--- TASK REQUIREMENTS ---
Set down the whole listing verbatim.

--- INPUT RECORDS ---
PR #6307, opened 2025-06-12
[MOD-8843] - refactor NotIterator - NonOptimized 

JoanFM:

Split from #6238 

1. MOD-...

--- ANSWER BELOW ---
PR #6307, opened 2025-06-12
[MOD-8843] - refactor NotIterator - NonOptimized 

JoanFM:

Split from #6238 

1. MOD-...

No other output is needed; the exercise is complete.